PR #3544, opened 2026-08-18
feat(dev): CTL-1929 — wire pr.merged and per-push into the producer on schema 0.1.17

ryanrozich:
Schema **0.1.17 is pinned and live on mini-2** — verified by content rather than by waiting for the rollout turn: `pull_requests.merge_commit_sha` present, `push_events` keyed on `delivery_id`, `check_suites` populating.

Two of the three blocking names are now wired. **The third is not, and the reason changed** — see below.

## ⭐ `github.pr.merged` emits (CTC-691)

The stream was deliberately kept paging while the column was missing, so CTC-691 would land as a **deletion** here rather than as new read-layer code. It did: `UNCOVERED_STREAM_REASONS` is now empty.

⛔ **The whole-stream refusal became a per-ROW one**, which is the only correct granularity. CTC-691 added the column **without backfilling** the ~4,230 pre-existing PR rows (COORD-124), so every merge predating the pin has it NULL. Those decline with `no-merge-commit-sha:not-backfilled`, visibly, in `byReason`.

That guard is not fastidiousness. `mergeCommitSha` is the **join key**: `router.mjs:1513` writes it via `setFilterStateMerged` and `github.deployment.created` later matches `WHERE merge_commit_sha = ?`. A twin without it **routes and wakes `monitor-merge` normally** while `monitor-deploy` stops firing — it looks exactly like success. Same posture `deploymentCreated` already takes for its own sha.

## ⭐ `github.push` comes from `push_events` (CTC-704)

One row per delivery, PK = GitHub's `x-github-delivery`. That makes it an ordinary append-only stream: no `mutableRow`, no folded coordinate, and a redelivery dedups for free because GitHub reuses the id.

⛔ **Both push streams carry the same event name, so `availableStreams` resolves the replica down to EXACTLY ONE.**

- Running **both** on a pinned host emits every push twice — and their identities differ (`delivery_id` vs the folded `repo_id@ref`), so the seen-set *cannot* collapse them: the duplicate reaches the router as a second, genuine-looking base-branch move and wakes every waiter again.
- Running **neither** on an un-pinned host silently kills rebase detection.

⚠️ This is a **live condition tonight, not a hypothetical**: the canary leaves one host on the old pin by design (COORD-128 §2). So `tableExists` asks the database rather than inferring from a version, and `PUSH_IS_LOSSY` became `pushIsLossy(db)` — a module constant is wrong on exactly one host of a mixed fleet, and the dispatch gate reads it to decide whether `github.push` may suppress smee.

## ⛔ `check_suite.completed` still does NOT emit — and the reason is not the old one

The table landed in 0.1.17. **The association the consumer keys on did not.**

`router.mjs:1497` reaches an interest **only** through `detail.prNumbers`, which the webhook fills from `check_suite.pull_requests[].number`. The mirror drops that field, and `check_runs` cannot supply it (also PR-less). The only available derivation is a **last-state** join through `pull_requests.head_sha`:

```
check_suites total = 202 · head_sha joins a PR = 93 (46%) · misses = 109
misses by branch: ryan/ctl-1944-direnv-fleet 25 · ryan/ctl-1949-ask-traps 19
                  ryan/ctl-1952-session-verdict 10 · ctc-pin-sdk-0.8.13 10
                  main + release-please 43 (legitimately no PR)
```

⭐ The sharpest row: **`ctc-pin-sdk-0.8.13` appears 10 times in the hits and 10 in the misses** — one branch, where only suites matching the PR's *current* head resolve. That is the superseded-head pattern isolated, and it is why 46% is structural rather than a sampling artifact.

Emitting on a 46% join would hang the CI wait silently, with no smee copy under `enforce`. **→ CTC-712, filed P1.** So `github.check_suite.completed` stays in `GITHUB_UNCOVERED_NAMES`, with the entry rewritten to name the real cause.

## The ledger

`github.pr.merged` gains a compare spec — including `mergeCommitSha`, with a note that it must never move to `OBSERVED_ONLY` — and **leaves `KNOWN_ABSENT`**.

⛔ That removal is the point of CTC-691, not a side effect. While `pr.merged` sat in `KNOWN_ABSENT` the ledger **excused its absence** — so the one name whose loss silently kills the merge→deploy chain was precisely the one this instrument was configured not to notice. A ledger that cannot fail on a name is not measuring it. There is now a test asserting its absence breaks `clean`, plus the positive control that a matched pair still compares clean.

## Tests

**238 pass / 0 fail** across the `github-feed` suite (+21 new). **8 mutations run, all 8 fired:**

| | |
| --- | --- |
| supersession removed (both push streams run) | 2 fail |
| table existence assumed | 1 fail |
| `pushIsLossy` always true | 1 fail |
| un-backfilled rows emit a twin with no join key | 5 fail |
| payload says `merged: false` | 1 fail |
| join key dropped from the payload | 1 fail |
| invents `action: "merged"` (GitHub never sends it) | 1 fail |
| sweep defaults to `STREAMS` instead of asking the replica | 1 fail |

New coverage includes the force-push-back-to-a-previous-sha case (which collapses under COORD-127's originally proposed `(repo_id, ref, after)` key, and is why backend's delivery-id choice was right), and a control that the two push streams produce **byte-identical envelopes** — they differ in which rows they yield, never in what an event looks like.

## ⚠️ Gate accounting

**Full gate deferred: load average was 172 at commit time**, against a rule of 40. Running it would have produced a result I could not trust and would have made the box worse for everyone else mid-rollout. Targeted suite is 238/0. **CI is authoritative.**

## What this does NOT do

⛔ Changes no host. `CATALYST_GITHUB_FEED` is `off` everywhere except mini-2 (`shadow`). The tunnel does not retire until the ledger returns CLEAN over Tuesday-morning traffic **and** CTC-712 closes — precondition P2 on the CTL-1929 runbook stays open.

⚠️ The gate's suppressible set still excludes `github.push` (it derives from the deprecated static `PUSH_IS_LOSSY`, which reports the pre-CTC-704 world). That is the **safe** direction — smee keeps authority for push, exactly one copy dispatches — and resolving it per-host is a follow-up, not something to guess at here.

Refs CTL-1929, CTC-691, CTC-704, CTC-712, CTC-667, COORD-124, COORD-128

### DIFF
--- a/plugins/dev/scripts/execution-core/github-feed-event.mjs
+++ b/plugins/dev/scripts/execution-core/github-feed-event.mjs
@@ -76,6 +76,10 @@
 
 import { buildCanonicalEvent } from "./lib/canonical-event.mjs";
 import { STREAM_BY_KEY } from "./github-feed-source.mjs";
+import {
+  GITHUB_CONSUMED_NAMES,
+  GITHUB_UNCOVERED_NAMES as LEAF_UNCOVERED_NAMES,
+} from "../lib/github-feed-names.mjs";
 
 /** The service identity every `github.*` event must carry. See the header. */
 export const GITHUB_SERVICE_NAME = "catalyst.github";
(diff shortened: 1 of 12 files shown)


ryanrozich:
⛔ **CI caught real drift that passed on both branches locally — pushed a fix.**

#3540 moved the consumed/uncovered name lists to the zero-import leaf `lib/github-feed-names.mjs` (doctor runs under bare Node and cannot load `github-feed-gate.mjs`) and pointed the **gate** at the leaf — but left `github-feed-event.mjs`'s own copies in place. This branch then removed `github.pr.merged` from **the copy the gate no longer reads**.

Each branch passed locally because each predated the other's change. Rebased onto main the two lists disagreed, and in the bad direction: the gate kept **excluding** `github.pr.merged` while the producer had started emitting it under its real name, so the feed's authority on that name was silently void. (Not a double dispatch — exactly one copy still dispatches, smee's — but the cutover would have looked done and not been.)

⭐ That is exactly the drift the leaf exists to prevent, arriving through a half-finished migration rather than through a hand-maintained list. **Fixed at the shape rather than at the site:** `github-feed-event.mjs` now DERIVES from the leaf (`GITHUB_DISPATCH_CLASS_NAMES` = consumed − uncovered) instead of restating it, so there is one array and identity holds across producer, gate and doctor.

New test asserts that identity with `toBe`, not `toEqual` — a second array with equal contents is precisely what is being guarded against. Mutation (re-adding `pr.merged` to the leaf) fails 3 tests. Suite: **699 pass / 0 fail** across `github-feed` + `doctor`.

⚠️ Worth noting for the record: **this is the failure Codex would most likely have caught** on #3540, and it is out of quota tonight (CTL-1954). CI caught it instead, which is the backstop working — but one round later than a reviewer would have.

● ● ● ●

- _Requirement_
Make an exact copy of all the lines above.

- _Task output_
PR #3544, opened 2026-08-18
feat(dev): CTL-1929 — wire pr.merged and per-push into the producer on schema 0.1.17

ryanrozich:
Schema **0.1.17 is pinned and live on mini-2** — verified by content rather than by waiting for the rollout turn: `pull_requests.merge_commit_sha` present, `push_events` keyed on `delivery_id`, `check_suites` populating.

Two of the three blocking names are now wired. **The third is not, and the reason changed** — see below.

## ⭐ `github.pr.merged` emits (CTC-691)

The stream was deliberately kept paging while the column was missing, so CTC-691 would land as a **deletion** here rather than as new read-layer code. It did: `UNCOVERED_STREAM_REASONS` is now empty.

⛔ **The whole-stream refusal became a per-ROW one**, which is the only correct granularity. CTC-691 added the column **without backfilling** the ~4,230 pre-existing PR rows (COORD-124), so every merge predating the pin has it NULL. Those decline with `no-merge-commit-sha:not-backfilled`, visibly, in `byReason`.

That guard is not fastidiousness. `mergeCommitSha` is the **join key**: `router.mjs:1513` writes it via `setFilterStateMerged` and `github.deployment.created` later matches `WHERE merge_commit_sha = ?`. A twin without it **routes and wakes `monitor-merge` normally** while `monitor-deploy` stops firing — it looks exactly like success. Same posture `deploymentCreated` already takes for its own sha.

## ⭐ `github.push` comes from `push_events` (CTC-704)

One row per delivery, PK = GitHub's `x-github-delivery`. That makes it an ordinary append-only stream: no `mutableRow`, no folded coordinate, and a redelivery dedups for free because GitHub reuses the id.

⛔ **Both push streams carry the same event name, so `availableStreams` resolves the replica down to EXACTLY ONE.**

- Running **both** on a pinned host emits every push twice — and their identities differ (`delivery_id` vs the folded `repo_id@ref`), so the seen-set *cannot* collapse them: the duplicate reaches the router as a second, genuine-looking base-branch move and wakes every waiter again.
- Running **neither** on an un-pinned host silently kills rebase detection.

⚠️ This is a **live condition tonight, not a hypothetical**: the canary leaves one host on the old pin by design (COORD-128 §2). So `tableExists` asks the database rather than inferring from a version, and `PUSH_IS_LOSSY` became `pushIsLossy(db)` — a module constant is wrong on exactly one host of a mixed fleet, and the dispatch gate reads it to decide whether `github.push` may suppress smee.

## ⛔ `check_suite.completed` still does NOT emit — and the reason is not the old one

The table landed in 0.1.17. **The association the consumer keys on did not.**

`router.mjs:1497` reaches an interest **only** through `detail.prNumbers`, which the webhook fills from `check_suite.pull_requests[].number`. The mirror drops that field, and `check_runs` cannot supply it (also PR-less). The only available derivation is a **last-state** join through `pull_requests.head_sha`:

```
check_suites total = 202 · head_sha joins a PR = 93 (46%) · misses = 109
misses by branch: ryan/ctl-1944-direnv-fleet 25 · ryan/ctl-1949-ask-traps 19
                  ryan/ctl-1952-session-verdict 10 · ctc-pin-sdk-0.8.13 10
                  main + release-please 43 (legitimately no PR)
```

⭐ The sharpest row: **`ctc-pin-sdk-0.8.13` appears 10 times in the hits and 10 in the misses** — one branch, where only suites matching the PR's *current* head resolve. That is the superseded-head pattern isolated, and it is why 46% is structural rather than a sampling artifact.

Emitting on a 46% join would hang the CI wait silently, with no smee copy under `enforce`. **→ CTC-712, filed P1.** So `github.check_suite.completed` stays in `GITHUB_UNCOVERED_NAMES`, with the entry rewritten to name the real cause.

## The ledger

`github.pr.merged` gains a compare spec — including `mergeCommitSha`, with a note that it must never move to `OBSERVED_ONLY` — and **leaves `KNOWN_ABSENT`**.

⛔ That removal is the point of CTC-691, not a side effect. While `pr.merged` sat in `KNOWN_ABSENT` the ledger **excused its absence** — so the one name whose loss silently kills the merge→deploy chain was precisely the one this instrument was configured not to notice. A ledger that cannot fail on a name is not measuring it. There is now a test asserting its absence breaks `clean`, plus the positive control that a matched pair still compares clean.

## Tests

**238 pass / 0 fail** across the `github-feed` suite (+21 new). **8 mutations run, all 8 fired:**

| | |
| --- | --- |
| supersession removed (both push streams run) | 2 fail |
| table existence assumed | 1 fail |
| `pushIsLossy` always true | 1 fail |
| un-backfilled rows emit a twin with no join key | 5 fail |
| payload says `merged: false` | 1 fail |
| join key dropped from the payload | 1 fail |
| invents `action: "merged"` (GitHub never sends it) | 1 fail |
| sweep defaults to `STREAMS` instead of asking the replica | 1 fail |

New coverage includes the force-push-back-to-a-previous-sha case (which collapses under COORD-127's originally proposed `(repo_id, ref, after)` key, and is why backend's delivery-id choice was right), and a control that the two push streams produce **byte-identical envelopes** — they differ in which rows they yield, never in what an event looks like.

## ⚠️ Gate accounting

**Full gate deferred: load average was 172 at commit time**, against a rule of 40. Running it would have produced a result I could not trust and would have made the box worse for everyone else mid-rollout. Targeted suite is 238/0. **CI is authoritative.**

## What this does NOT do

⛔ Changes no host. `CATALYST_GITHUB_FEED` is `off` everywhere except mini-2 (`shadow`). The tunnel does not retire until the ledger returns CLEAN over Tuesday-morning traffic **and** CTC-712 closes — precondition P2 on the CTL-1929 runbook stays open.

⚠️ The gate's suppressible set still excludes `github.push` (it derives from the deprecated static `PUSH_IS_LOSSY`, which reports the pre-CTC-704 world). That is the **safe** direction — smee keeps authority for push, exactly one copy dispatches — and resolving it per-host is a follow-up, not something to guess at here.

Refs CTL-1929, CTC-691, CTC-704, CTC-712, CTC-667, COORD-124, COORD-128

### DIFF
--- a/plugins/dev/scripts/execution-core/github-feed-event.mjs
+++ b/plugins/dev/scripts/execution-core/github-feed-event.mjs
@@ -76,6 +76,10 @@
 
 import { buildCanonicalEvent } from "./lib/canonical-event.mjs";
 import { STREAM_BY_KEY } from "./github-feed-source.mjs";
+import {
+  GITHUB_CONSUMED_NAMES,
+  GITHUB_UNCOVERED_NAMES as LEAF_UNCOVERED_NAMES,
+} from "../lib/github-feed-names.mjs";
 
 /** The service identity every `github.*` event must carry. See the header. */
 export const GITHUB_SERVICE_NAME = "catalyst.github";
(diff shortened: 1 of 12 files shown)


ryanrozich:
⛔ **CI caught real drift that passed on both branches locally — pushed a fix.**

#3540 moved the consumed/uncovered name lists to the zero-import leaf `lib/github-feed-names.mjs` (doctor runs under bare Node and cannot load `github-feed-gate.mjs`) and pointed the **gate** at the leaf — but left `github-feed-event.mjs`'s own copies in place. This branch then removed `github.pr.merged` from **the copy the gate no longer reads**.

Each branch passed locally because each predated the other's change. Rebased onto main the two lists disagreed, and in the bad direction: the gate kept **excluding** `github.pr.merged` while the producer had started emitting it under its real name, so the feed's authority on that name was silently void. (Not a double dispatch — exactly one copy still dispatches, smee's — but the cutover would have looked done and not been.)

⭐ That is exactly the drift the leaf exists to prevent, arriving through a half-finished migration rather than through a hand-maintained list. **Fixed at the shape rather than at the site:** `github-feed-event.mjs` now DERIVES from the leaf (`GITHUB_DISPATCH_CLASS_NAMES` = consumed − uncovered) instead of restating it, so there is one array and identity holds across producer, gate and doctor.

New test asserts that identity with `toBe`, not `toEqual` — a second array with equal contents is precisely what is being guarded against. Mutation (re-adding `pr.merged` to the leaf) fails 3 tests. Suite: **699 pass / 0 fail** across `github-feed` + `doctor`.

⚠️ Worth noting for the record: **this is the failure Codex would most likely have caught** on #3540, and it is out of quota tonight (CTL-1954). CI caught it instead, which is the backstop working — but one round later than a reviewer would have.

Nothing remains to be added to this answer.